RECORDS FOR PROCESSING:
PR #1407, opened 2018-09-12
[build] Add ONNX_API for protos in all cases

orionr:
This is needed as a part of https://github.com/pytorch/pytorch/pull/11385/

cc @houseroad @mingzhe09088

### DIFF
--- a/CMakeLists.txt
+++ b/CMakeLists.txt
@@ -118,11 +118,8 @@ function(RELATIVE_PROTOBUF_GENERATE_CPP NAME SRCS HDRS ROOT_DIR DEPEND)
     return()
   endif()
 
-  if(MSVC AND BUILD_SHARED_LIBS)
-    set(ONNX_DLLEXPORT_STR "dllexport_decl=ONNX_API:")
-  else()
-    set(ONNX_DLLEXPORT_STR "")
-  endif()
+  # Add ONNX_API prefix to protobuf classes and methods in all cases
+  set(ONNX_DLLEXPORT_STR "dllexport_decl=ONNX_API:")
 
   set(${SRCS})
   set(${HDRS})


houseroad:
I think you need to remove the condition here: https://github.com/onnx/onnx/blob/6bedd27b0307c9295039bd847895a27275160a98/onnx/onnx_pb.h#L54 to define ONNX_API in all cases.

snnn:
Please wait. 

Please add some document of who will use this macro, at where, for which reason?

Who will build onnx as a dll on Windows?
If that is supported, will that dll statically link to protobuf or dynamically?
Which symbols will be exported?

Generally speaking, it's not good to use C++ types in DLL interface. It means you shouldn't build protobuf library as a DLL.  If you really want to do this, please add some documents, to let users know the possible issues.

orionr:
Hi @snnn. Happy to talk more here before landing.

ONNX won't actually be built as a DLL in our case, but rather included in another DLL where we want the ONNX interface to be exported. Note that this is really just making the ONNX_API functional where it wasn't before. Per the code we always wanted to support this case, but let me know if that's wrong.

Also FYI these changes simply match what we've done on the PyTorch / Caffe2 side.

houseroad:
@onnxbot retest this please

orionr:
@snnn I just improved the docstring around ONNX_API. Let me know your thoughts and thanks.

CMakeLists.txt
```diff
@@ -274,6 +271,16 @@ target_include_directories(onnx_proto PUBLIC
...
+if (MSVC)
+  if (BUILD_SHARED_LIBS OR ONNX_BUILD_MAIN_LIB)
+    set(ONNX_API_DEFINE "-DONNX_API=__declspec(dllexport)")
+  else()
+    set(ONNX_API_DEFINE "-DONNX_API=")
+  endif()
+else()
+  set(ONNX_API_DEFINE "-DONNX_API=")
+endif()
+target_compile_definitions(onnx_proto PRIVATE ${ONNX_API_DEFINE})
```
yinghai: Setting this to `PRIVATE` will cause compilation issue for other code which used ONNX and include `onnx.pb.h`.

PR #1408, opened 2018-09-12
Add opaque type support

yuslepukhin:
Cc: @gramalingam, @linkerzhang


yuslepukhin:
Version check naturally fails. Will need to learn the due process.
```
 assert reference_output == test_output failed:

  'The ir_versi...is checked!\n' == 'The ir_versio...is checked!\n'
  Skipping 778 identical trailing characters in diff, use -v to show
  - The ir_version in model: 3
  ?                          ^
  + The ir_version in model: 4
  ?                          ^
```

yuslepukhin:
Seems the build errors out on Java exception

onnx/defs/data_type_utils.cc
```diff
@@ -119,25 +119,48 @@ std::string DataTypeUtils::ToString(
...
+      std::string result;
+      std::string param_str;
+      const auto& op_type = type_proto.opaque_type();
+      const auto param_size = op_type.parameters_size();
+      for (int p = 0; p < param_size; ++p) {
+        const auto& param_proto = op_type.parameters(p);
+        param_str.append(
+            ToString(param_proto, (p == 0) ? empty : ",", empty));
+      }
+      result.append("opq(");
```
gramalingam: Just some minor suggestions: why not "opaque" instead of "opq"? Also, not sure if we really need the designations "d()" and "n()" around the domain and name … we can treat them positionally … except I guess that they can be empty …

yuanbyu: Yes "opaque" is better.

yuslepukhin: I do not mind. Would `sequence` instead of `seq` be a better choice then?

yuslepukhin:
@houseroad The Opaque type is meant to serve as placeholder for types defined by ML clients. Our runtime provides C++ definitions for Tensors, Sequences and Maps associated with the corresponding C++ implementation. However, users may want/need to define their own types that are recursively composed of other  other onnx/ml types. To that end we provide an Opaque type with name/domain serving as discriminators and an array of TypeProto params that describe the composition.

gramalingam:
@houseroad , to expand on Dmitri's explanation: opaque types are meant to be an extensibility mechanism, to introduce new types into ONNX. In particular, it can be used with custom ops, as a way to introduce custom types. (It can also be used to introduce experimental types, which we can promote later on as standard types within ONNX if it is considered useful enough.)

onnx/onnx-ml.proto
```diff
@@ -435,6 +435,15 @@ message TypeProto {
     optional TypeProto value_type = 2;
   };
 
+  message Opaque {
+   // When missing, the domain is the same as the model's.
+    optional string domain = 1;
+  // The name is optional but significant when provided.
+    optional string name = 2;
+  // parameters that help defining the type
+    repeated TypeProto parameters = 3;
```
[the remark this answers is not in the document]
gramalingam: Parametrized types are quite common (in fact, all the existing types, Sequences, Maps, and Tensors are parametrized types). So, allowing parameters adds flexibility. In the special case when the list is empty, we get unparametrized types. If we decide to introduce "sparse tensor" as an experimental type, or a "quantized tensor" as an experimental type (I realize that there is ongoing discussion to introduce a standardized type, but just giving examples here), they will be parametric types … if we want to introduce "Tuple" (or "Pair") as a type constructor, they will require type-parameters.

onnx/defs/data_type_utils.cc
linkerzhang: keep "sep".

onnx/onnx-ml.proto
```diff
@@ -452,6 +461,8 @@ message TypeProto {
     // The type of a map.
     Map map_type = 5;
 
+    Opaque opaque_type = 100;
```
linkerzhang: the id should be 6 here (given it's being checked in onnx repo now).

yuslepukhin: @linkerzhang denotation string is already 6 so we have to put 7

yuslepukhin:
@houseroad Checked formatting and it takes the .clang-format in the repo. Could not find any abnormalities.

onnx/onnx.in.proto
```diff
@@ -433,6 +433,15 @@ message TypeProto {
     optional TypeProto value_type = 2;
   };
 
+  message Opaque {
+   // When missing, the domain is the same as the model's.
+    optional string domain = 1;
+  // The name is optional but significant when provided.
```
houseroad: For example here, indent is not right. I guess clang-format won't check proto files.

yuslepukhin: Will do.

WORK TO BE COMPLETED:
All the records above are to be reproduced exactly.

SOLUTION FOR THIS EXERCISE:
PR #1407, opened 2018-09-12
[build] Add ONNX_API for protos in all cases

orionr:
This is needed as a part of https://github.com/pytorch/pytorch/pull/11385/

cc @houseroad @mingzhe09088

### DIFF
--- a/CMakeLists.txt
+++ b/CMakeLists.txt
@@ -118,11 +118,8 @@ function(RELATIVE_PROTOBUF_GENERATE_CPP NAME SRCS HDRS ROOT_DIR DEPEND)
     return()
   endif()
 
-  if(MSVC AND BUILD_SHARED_LIBS)
-    set(ONNX_DLLEXPORT_STR "dllexport_decl=ONNX_API:")
-  else()
-    set(ONNX_DLLEXPORT_STR "")
-  endif()
+  # Add ONNX_API prefix to protobuf classes and methods in all cases
+  set(ONNX_DLLEXPORT_STR "dllexport_decl=ONNX_API:")
 
   set(${SRCS})
   set(${HDRS})


houseroad:
I think you need to remove the condition here: https://github.com/onnx/onnx/blob/6bedd27b0307c9295039bd847895a27275160a98/onnx/onnx_pb.h#L54 to define ONNX_API in all cases.

snnn:
Please wait. 

Please add some document of who will use this macro, at where, for which reason?

Who will build onnx as a dll on Windows?
If that is supported, will that dll statically link to protobuf or dynamically?
Which symbols will be exported?

Generally speaking, it's not good to use C++ types in DLL interface. It means you shouldn't build protobuf library as a DLL.  If you really want to do this, please add some documents, to let users know the possible issues.

orionr:
Hi @snnn. Happy to talk more here before landing.

ONNX won't actually be built as a DLL in our case, but rather included in another DLL where we want the ONNX interface to be exported. Note that this is really just making the ONNX_API functional where it wasn't before. Per the code we always wanted to support this case, but let me know if that's wrong.

Also FYI these changes simply match what we've done on the PyTorch / Caffe2 side.

houseroad:
@onnxbot retest this please

orionr:
@snnn I just improved the docstring around ONNX_API. Let me know your thoughts and thanks.

CMakeLists.txt
```diff
@@ -274,6 +271,16 @@ target_include_directories(onnx_proto PUBLIC
...
+if (MSVC)
+  if (BUILD_SHARED_LIBS OR ONNX_BUILD_MAIN_LIB)
+    set(ONNX_API_DEFINE "-DONNX_API=__declspec(dllexport)")
+  else()
+    set(ONNX_API_DEFINE "-DONNX_API=")
+  endif()
+else()
+  set(ONNX_API_DEFINE "-DONNX_API=")
+endif()
+target_compile_definitions(onnx_proto PRIVATE ${ONNX_API_DEFINE})
```
yinghai: Setting this to `PRIVATE` will cause compilation issue for other code which used ONNX and include `onnx.pb.h`.

PR #1408, opened 2018-09-12
Add opaque type support

yuslepukhin:
Cc: @gramalingam, @linkerzhang


yuslepukhin:
Version check naturally fails. Will need to learn the due process.
```
 assert reference_output == test_output failed:

  'The ir_versi...is checked!\n' == 'The ir_versio...is checked!\n'
  Skipping 778 identical trailing characters in diff, use -v to show
  - The ir_version in model: 3
  ?                          ^
  + The ir_version in model: 4
  ?                          ^
```

yuslepukhin:
Seems the build errors out on Java exception

onnx/defs/data_type_utils.cc
```diff
@@ -119,25 +119,48 @@ std::string DataTypeUtils::ToString(
...
+      std::string result;
+      std::string param_str;
+      const auto& op_type = type_proto.opaque_type();
+      const auto param_size = op_type.parameters_size();
+      for (int p = 0; p < param_size; ++p) {
+        const auto& param_proto = op_type.parameters(p);
+        param_str.append(
+            ToString(param_proto, (p == 0) ? empty : ",", empty));
+      }
+      result.append("opq(");
```
gramalingam: Just some minor suggestions: why not "opaque" instead of "opq"? Also, not sure if we really need the designations "d()" and "n()" around the domain and name … we can treat them positionally … except I guess that they can be empty …

yuanbyu: Yes "opaque" is better.

yuslepukhin: I do not mind. Would `sequence` instead of `seq` be a better choice then?

yuslepukhin:
@houseroad The Opaque type is meant to serve as placeholder for types defined by ML clients. Our runtime provides C++ definitions for Tensors, Sequences and Maps associated with the corresponding C++ implementation. However, users may want/need to define their own types that are recursively composed of other  other onnx/ml types. To that end we provide an Opaque type with name/domain serving as discriminators and an array of TypeProto params that describe the composition.

gramalingam:
@houseroad , to expand on Dmitri's explanation: opaque types are meant to be an extensibility mechanism, to introduce new types into ONNX. In particular, it can be used with custom ops, as a way to introduce custom types. (It can also be used to introduce experimental types, which we can promote later on as standard types within ONNX if it is considered useful enough.)

onnx/onnx-ml.proto
```diff
@@ -435,6 +435,15 @@ message TypeProto {
     optional TypeProto value_type = 2;
   };
 
+  message Opaque {
+   // When missing, the domain is the same as the model's.
+    optional string domain = 1;
+  // The name is optional but significant when provided.
+    optional string name = 2;
+  // parameters that help defining the type
+    repeated TypeProto parameters = 3;
```
[the remark this answers is not in the document]
gramalingam: Parametrized types are quite common (in fact, all the existing types, Sequences, Maps, and Tensors are parametrized types). So, allowing parameters adds flexibility. In the special case when the list is empty, we get unparametrized types. If we decide to introduce "sparse tensor" as an experimental type, or a "quantized tensor" as an experimental type (I realize that there is ongoing discussion to introduce a standardized type, but just giving examples here), they will be parametric types … if we want to introduce "Tuple" (or "Pair") as a type constructor, they will require type-parameters.

onnx/defs/data_type_utils.cc
linkerzhang: keep "sep".

onnx/onnx-ml.proto
```diff
@@ -452,6 +461,8 @@ message TypeProto {
     // The type of a map.
     Map map_type = 5;
 
+    Opaque opaque_type = 100;
```
linkerzhang: the id should be 6 here (given it's being checked in onnx repo now).

yuslepukhin: @linkerzhang denotation string is already 6 so we have to put 7

yuslepukhin:
@houseroad Checked formatting and it takes the .clang-format in the repo. Could not find any abnormalities.

onnx/onnx.in.proto
```diff
@@ -433,6 +433,15 @@ message TypeProto {
     optional TypeProto value_type = 2;
   };
 
+  message Opaque {
+   // When missing, the domain is the same as the model's.
+    optional string domain = 1;
+  // The name is optional but significant when provided.
```
houseroad: For example here, indent is not right. I guess clang-format won't check proto files.

yuslepukhin: Will do.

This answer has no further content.